Illustration by Lauren Simkin BerkeA spokesperson for a divisive president is turned away from a restaurant. That president delights in dog-whistle insults that fall just short of outright ethnic slurs—usually. A white woman calls the police on a black child selling water on a city street on a beastly hot day. A patron who hasn’t been turned away from a restaurant leaves a note for the server, who bears an Arabic name, saying, “We don’t tip terrorist [sic].”

We live in bitter, angry times, with a hall-of-funhouse-mirrors quality to them: Call a racist a racist, and that person will be hurt because you have used an injurious term. Call someone you disagree with a derogatory term, on the other hand, and you might earn a few likes on Facebook. Lose a job here, gain a pardon there: In this swirl of flying invective and free-floating rage, we’re barely talking to one another except to shout.

All this speaks to a crisis of civility, which is to say, a species of etiquette: As a civil person, I may despise the beliefs you hold, but I won’t shout, “You lie!” across a crowded auditorium. I may not like the way you look, but I’ll reserve my comments for interior monologue. Believe what you want to, the thinking goes, but be polite about how you express it in public; advocate separating children from parents at the border or argue for the virtues of the Confederacy with all your might, but mind your manners as you do so and you will have satisfied the all-too-frequently heard plea for civil behavior, no matter how ugly the message.

One can have heart and mind full of venom and still be civil; decency need not enter the picture. Like civility, the latter term speaks to propriety of conduct. Unlike civility, it carries an element of essential soulcraft to it: It goes deeper, into character more than manners. A civil person may be a scoundrel, a decent person never so; a civil person may be a racist, a decent person not; and so forth. Decency gauges the inherent rightness or wrongness of a thought or action, while civility is largely agnostic on such matters. When Joseph Nye Welch beseeched Joseph McCarthy, in a famous moment in American political history, “At long last, have you left no sense of decency?” he was asking the Wisconsin senator for more than showing a little decorum.

Does one precede the other? And which is to be preferred? If you’re looking for no one to be offended, then civility is a desideratum, to be sure.

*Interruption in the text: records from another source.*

Issue #1034, opened 2023-09-18
Modify email content for migration domain invitation script


kitsushadow:
### Issue Description

The email content for domain invitations requires modification to be tailored for the migration script domain invitations. 

Considerations:
- For users with more than one domain, only one email will be sent but it will include the links to all their domains.
- This script is a one time design for use with the migration. Emails should not be expected to be resent as a part of the migration process.

_**NOTE:** Wait for feedback from user testing before starting this ticket_

**Acceptance Criteria**

- [x] update the current [domain invitation email](https://docs.google.com/document/d/1HnMdniAB9INphrLwKjiACyNLrenyXy0QFf0-yz4EStI/edit#heading=h.gjdgxs) based on feedback from user testing
- [x] then, create an alternate version of that domain invitation email to be used for the migration. Add new verbiage to communicate that we're updating to new registrar (i.e. explain why domain managers are receiving this email when they are already a manager)
- [x] ensure engineering tickets are created to make these updates

### Issue Links

Relates to: #927
Relates to: #482
Blocks: #1047

gabydisarli:
Copy is being drafted here https://docs.google.com/document/d/1bSy6lNkoImlO3rG7kzgZQy1nVubXmEDmmMHyhuOuH6g/edit#heading=h.gjdgxs

gabydisarli:
Approved!

PR #1038, opened 2023-09-18
add scripts, templates and settings for sending one-time domain invitations during data migration

### LINKED ISSUE #927: Data Migration: Domain Invitation Email send
### Issue Description

We will be sending emails separate of data ingestions. We want to avoid inviting already invited users while being able to update data from the to-end registry.
- For users with more than one domain, only send one email but include the links to all their domains not just the single domain.
- This script is a one time design for use with the migration. 
- This script should be able to be run multiple times with new sets of data, if the domain invitation has already been sent then it should NOT re-send for that email address 
  - The email is sent when transition_domain.email_sent=False. It should update this field in the table as it sends the emails. 
  - Ensure this is true even in the case where one user has multiple domains (all those domain rows should now have the same flag switched
- This should be VERY well tested. Include tests in the script or in a supporting script. Do not use it in production or with the actual emails from our host data until we are ready to execute the user Migration into our system. Test with fake emails or emails from team members.

NOTE: Use the current domain invitation verbiage, run it by design to ensure it will be good given that it is for the migration vs normal invitations. 
https://docs.google.com/document/d/1UkQZdAmcGprXWdHX_PuT155CCNPbf_Gf/edit?pli=1#heading=h.iqv2v8lecjpn

retest this after #923 is done with all the data from verising
### Issue Links

blocked by: #923

dave-kennedy-ecs:
## Ticket

Resolves #927 

## Changes

- script generate_test_transition_domains.py added to generate test transition_domain data
- script send_domain_invitations.py added to send emails during migration
- added setting to settings.py to reference application's BASE_URL from scripts

## Context for reviewers

Separate ticket #1034 created to modify content of invitation emails.  So, email content does not need further review on this ticket.

generate_test_transition_domains.py is for testing purposes only; it is not used during migration; it is used to generate test transition_domains when they don't exist in order to test the script; this script takes -e option to add email addresses which will be assigned to the transition_domains
(ex. docker-compose exec app python manage.py generate_test_transition_domains -e email1,email2,email3)

send_domain_invitations.py is used to send domain invitations to the appropriate users, and mark the emails as sent in the transition_domain objects with email_sent=True; it can be run without actually sending emails and updating database by supplying no runtime argumens; to send emails and update database use the -s option
(ex. docker-compose exec app python manage.py send_domain_invitations -s)

## Setup

In your environment, run the following command to generate test transition_domains:
docker-compose exec app python manage.py generate_test_transition_domains -e your_email1,your_email2

You can then verify the transition domains in the admin interface in django.  Note that email_sent is unchecked for all transition_domains

Then run the script to send emails:
docker-compose exec app python manage.py send_domain_invitations -s

Check your email to verify that emails were received.
Check the admin interface in django and verify that email_send is checked for all transition_domains

Script can be repeated.  You can uncheck email_sent in admin interface and run again to resend emails.
You can also set the domain name in transition_domain to an invalid value to test error conditions when running script.

  - [ ] Chrome
  - [ ] Microsoft Edge
  - [ ] FireFox
  - [ ] Safari

- [ ] Checked behavior

  - [ ] Chrome
  - [ ] Microsoft Edge
  - [ ] FireFox
  - [ ] Safari

## Screenshots

(added 9/20/23)

Updated example below for single domain:

image

Updated example below for multiple domains:

image


src/registrar/management/commands/generate_test_transition_domains.py
```diff
@@ -0,0 +1,60 @@
...
+            required=True,
+            dest="emails",
+            help="Comma-delimited list of email addresses to be used for testing",
+        )
+
+    def handle(self, **options):
+        """Delete existing TransitionDomains.  Generate test ones."""
+
+        # split options[emails] into an array of test emails
+        test_emails = options["emails"].split(",")
```
zandercymatics, line 35: (Nice to have but optional) I'd add some error handling before this if options["emails"] is None, so we can throw a custom ValueError or something of that nature - "Parameter emails must be supplied" for example

src/registrar/management/commands/generate_test_transition_domains.py
```diff
@@ -0,0 +1,60 @@
...
+    # Transition domains are created with email addresses provided as command line
+    # argument. Email addresses for testing are passed as comma delimited list of
+    # email addresses, and are required to be provided.  Email addresses from the list
+    # are assigned to transition domains at time of creation.
+
+    def add_arguments(self, parser):
+        """Add command line arguments."""
+        parser.add_argument(
+            "-e",
+            "--emails",
```
zandercymatics, line 25: I like this approach

src/registrar/management/commands/generate_test_transition_domains.py
```diff
@@ -0,0 +1,60 @@
...
+        # Need to get actual domain names from the database for this test
+        real_domains = Domain.objects.all()
+        for real_domain in real_domains:
+            TransitionDomain.objects.create(
+                username=test_emails[test_emails_counter % len(test_emails)],
+                domain_name=real_domain.name,
+                status="created",
+                email_sent=False,
+            )
+            test_emails_counter += 1
```
zandercymatics, line 55: I'd add some error handling in this function for test_emails (values of None for instance).

src/registrar/management/commands/generate_test_transition_domains.py
```diff
@@ -0,0 +1,60 @@
...
+        """Delete existing TransitionDomains.  Generate test ones."""
+
+        # split options[emails] into an array of test emails
+        test_emails = options["emails"].split(",")
+
+        # setting up test data
+        self.delete_test_transition_domains()
+        self.load_test_transition_domains(test_emails)
+
+    def load_test_transition_domains(self, test_emails):
```
zandercymatics, line 41:
```suggestion
    def load_test_transition_domains(self, test_emails: list):
```
This doesn't have to be 'list' specifically if it breaks your function (just assuming the type), but type hinting here would be a good addition

src/registrar/management/commands/send_domain_invitations.py
```diff
@@ -0,0 +1,148 @@
...
+        if options["send_emails"]:
+            logger.debug("about to send emails")
+            self.send_emails()
+            logger.debug("done sending emails")
+
+            self.update_domains_as_sent()
+
+            logger.debug("done sending emails and updating transition_domains")
+        else:
+            logger.debug("not sending emails")
```
zandercymatics, line 62: Given the context of this, I'd recommend changing these to be logger.info or (for the else) logger.error. I think this information makes sense to display to the end user

src/registrar/management/commands/send_domain_invitations.py
```diff
@@ -0,0 +1,148 @@
...
+            # domains_with_errors
+            try:
+                domain = Domain.objects.get(name=transition_domain.domain_name)
+                # if prior username does not match current username
+                if (
+                    not email_context["email"]
+                    or email_context["email"] != transition_domain.username
+                ):
+                    # if not first in list of transition_domains
+                    if email_context["email"]:
```
zandercymatics, line 86: This check seems redundant as you are checking for `not email_context["email"]` above... Your comment mentions checking for (not) the first item in the email array, did you mean to do that check here instead?

src/registrar/management/commands/send_domain_invitations.py
```diff
@@ -0,0 +1,148 @@
...
+            except Exception as err:
+                # error condition if domain not in database
+                self.domains_with_errors.append(
+                    copy.deepcopy(transition_domain.domain_name)
+                )
+                logger.error(
+                    f"error retrieving domain {transition_domain.domain_name}: {err}"
+                )
+        # if there are at least one more transition domains than errors,
+        # then send one more
```
zandercymatics, line 107:
```suggestion
        # then append one more item
```
This seemed a bit unclear to me, I would recommend something like above

src/registrar/management/commands/send_domain_invitations.py
```diff
@@ -0,0 +1,148 @@
...
+
+logger = logging.getLogger(__name__)
+
+
+class Command(BaseCommand):
+    help = "Send domain invitations once to existing customers."
+
+    # this array is used to store and process the transition_domains
+    transition_domains: List[str] = []
+    # this array is used to store domains with errors, which are not
```
zandercymatics, line 21: This is a neat approach, I like this

src/registrar/management/commands/send_domain_invitations.py
```diff
@@ -0,0 +1,148 @@
...
+                    if email_context["email"]:
+                        # append the email context to the emails_to_send array
+                        self.emails_to_send.append(copy.deepcopy(email_context))
+                    email_context["domains"] = []
+                email_context["email"] = transition_domain.username
+                email_context["domains"].append(
+                    {
+                        "name": transition_domain.domain_name,
+                        "url": settings.BASE_URL
+                        + reverse("domain", kwargs={"pk": domain.id}),
```
zandercymatics, line 95: (Tangent/Unrelated) Not applicable here but when researching if we can grab the entire url within reverse, I found this which may be useful to you (hopefully) in future for django views if you do work on those: https://docs.djangoproject.com/en/2.0/ref/request-response/#django.http.HttpRequest.build_absolute_uri

src/registrar/management/commands/send_domain_invitations.py
```diff
@@ -0,0 +1,148 @@
...
+                logger.error(
+                    f"error retrieving domain {transition_domain.domain_name}: {err}"
+                )
+        # if there are at least one more transition domains than errors,
+        # then send one more
+        if len(self.transition_domains) > len(self.domains_with_errors):
+            self.emails_to_send.append(email_context)
+
+    def send_emails(self):
+        for email_data in self.emails_to_send:
```
zandercymatics, line 112: (Nice to have / Optional) I'd add an if check here for when emails_to_send is empty, something like `if len(emails_to_send) == 0: logger.info("No emails to send")`

src/registrar/management/commands/send_domain_invitations.py
```diff
@@ -0,0 +1,148 @@
...
+        try:
+            send_templated_email(
+                "emails/transition_domain_invitation.txt",
+                "emails/transition_domain_invitation_subject.txt",
+                to_address=email_data["email"],
+                context={
+                    "domains": email_data["domains"],
+                },
+            )
+            # if log level set to debug, success message is logged
```
zandercymatics, line 125: Ah, I see why you may be doing logger.debug in your handle function. Will this script always be restricted to debug only, or would you like to only restrict information but allow it to run otherwise?

src/registrar/templates/emails/transition_domain_invitation.txt
```diff
@@ -0,0 +1,11 @@
+You have been invited to manage {% if domains|length > 1 %}multiple domains{% else %}the domain {{ domains.0.name }}{% endif %} on get.gov,
```
abroddrick, line 1: @dave-kennedy-ecs I spoke with @Katherine-Osos  today and since @therealslimhsiehdy updated the domain_invitation text in [her newest pr](https://github.com/cisagov/getgov/pull/1026/files#diff-6837eab823a4ed83fd1e89c91d8a372ee3e5b8c8d8c2ba2109c8c8d565af3957), she would like to match the verbiage in there as much as possible. Mind updating this text to follow that PR accordingly?  Feel free though to wait until that PR is merged before updating this.

src/registrar/management/commands/generate_test_transition_domains.py
dave-kennedy-ecs: Thank you.  I considered this, but used required=True on the parser.add_argument, which essentially does the same thing.

src/registrar/management/commands/generate_test_transition_domains.py
```diff
@@ -0,0 +1,60 @@
...
+        parser.add_argument(
+            "-e",
+            "--emails",
+            required=True,
+            dest="emails",
+            help="Comma-delimited list of email addresses to be used for testing",
+        )
+
+    def handle(self, **options):
+        """Delete existing TransitionDomains.  Generate test ones."""
```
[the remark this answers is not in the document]
dave-kennedy-ecs: Expanded the comment.  And handling logic in the parsing of command line arguments.  I do not think this script will be slated for reuse.

src/registrar/management/commands/generate_test_transition_domains.py
dave-kennedy-ecs: thanks

src/registrar/management/commands/send_domain_invitations.py
dave-kennedy-ecs: I intended this check to be here.  In this code, there is an ordered array of domains, sorted by username.  From that array, I create an array named emails_to_send of email_context to be sent, including data from one or more items from the first array in each item in the second array.  I have written checks that indicate when to add items to the second array.   The data to be added to the second array is stored in email_context while the domains array is looped through.

The first check indicates that the prior username in email_context does not match current username on the current item in the domains array.
The second check indicates that there is email_context to add to the second array.  This will not be the case when the first item in the domains array is processed.

src/registrar/management/commands/send_domain_invitations.py
dave-kennedy-ecs: thanks

src/registrar/management/commands/send_domain_invitations.py
dave-kennedy-ecs: Thank you.  Yes, I found this too, but request not available in this context.  So added to settings.py.

src/registrar/management/commands/send_domain_invitations.py
dave-kennedy-ecs: good suggestion.  i incorporated.

src/registrar/management/commands/send_domain_invitations.py
dave-kennedy-ecs: rethinking this.  i used debug intentionally so that this script could be run without the noise, and only errors would print.  but since the successful information is important to log for accountability, i have modified all of the debugs to infos.

src/registrar/management/commands/generate_test_transition_domains.py
dave-kennedy-ecs: i have now added the additional error handling to handle, and since redundant, did not add here as well.

src/registrar/templates/emails/transition_domain_invitation.txt
dave-kennedy-ecs: @abroddrick @Katherine-Osos @therealslimhsiehdy I reviewed the pr for 482 yesterday, and I have updated the text.  I added some screenshots to the comment.

Note that this updated text for the email simplifies the code, as I no longer need to add individual urls for each domain to the email.  If you approve these updated screenshots, I will go back and simplify the code on this PR just a bit.

src/registrar/management/commands/send_domain_invitations.py
zandercymatics: Ah, yup, I see your or statement now. Thanks for pointing that out - I misread it as 'and' so I assumed it would never execute. That check makes sense to do, especially given the context you've given

zandercymatics (approved):
LGTM!

abroddrick:
@zandercymatics did you run this locally and get it to work correctly? I don't see that checked off, and I want to make sure that was done here.

abroddrick (approved):
I will  approve as well.  These code comments are amazingly helpful and I want to say that your PR had one of the best descriptions of setup and what was done that I have seen yet. I really appreciate that as it made it much easier to review.

I know we are printing the domains and and emails when they fail, but at the end of the run could we add a print of the list of emails that triggered errors? I realize this may mean another list but it could be very helpful when trouble shooting in a production scenario.

zandercymatics:
@abroddrick Ah my apologies! I did yesterday and it worked well, just spaced that portion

But, observes the philosopher Avishai Margalit, decency is really what we should be after: “A decent society,” he writes, “is one whose institutions do not humiliate people.” A decent society is fair and constructive, a civil one merely polite. Given the war on the social contract and the supremacy of the zero-sum game, of course, we should be grateful to take what we can get, but there’s a world to win—with the utmost courtesy, of course.